§ **ASSIGNMENT**:
Using the data below, return all lines in which "empty" appears.

■ ■ ■ ■ ■ ■ ■

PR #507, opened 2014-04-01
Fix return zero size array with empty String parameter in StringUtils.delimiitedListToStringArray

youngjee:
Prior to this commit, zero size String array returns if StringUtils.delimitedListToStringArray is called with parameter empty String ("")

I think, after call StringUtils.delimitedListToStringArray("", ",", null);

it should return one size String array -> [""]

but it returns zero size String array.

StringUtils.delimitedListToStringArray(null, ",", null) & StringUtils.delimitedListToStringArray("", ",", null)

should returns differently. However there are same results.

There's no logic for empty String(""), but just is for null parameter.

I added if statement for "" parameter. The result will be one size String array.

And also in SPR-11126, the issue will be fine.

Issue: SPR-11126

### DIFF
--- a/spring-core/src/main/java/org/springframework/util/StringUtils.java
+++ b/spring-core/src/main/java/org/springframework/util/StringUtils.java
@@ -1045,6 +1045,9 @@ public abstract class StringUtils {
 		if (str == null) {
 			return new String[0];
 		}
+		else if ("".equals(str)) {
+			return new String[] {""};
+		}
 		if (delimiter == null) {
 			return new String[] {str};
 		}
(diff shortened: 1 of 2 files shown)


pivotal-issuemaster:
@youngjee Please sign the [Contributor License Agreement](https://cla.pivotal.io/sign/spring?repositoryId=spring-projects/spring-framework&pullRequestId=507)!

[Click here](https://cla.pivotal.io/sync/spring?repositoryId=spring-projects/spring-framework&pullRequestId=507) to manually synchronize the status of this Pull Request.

■ ■ ■ ■ ■ ■ ■

§ **THE COMPLETED TASK**:
Fix return zero size array with empty String parameter in StringUtils.delimiitedListToStringArray
Prior to this commit, zero size String array returns if StringUtils.delimitedListToStringArray is called with parameter empty String ("")
There's no logic for empty String(""), but just is for null parameter.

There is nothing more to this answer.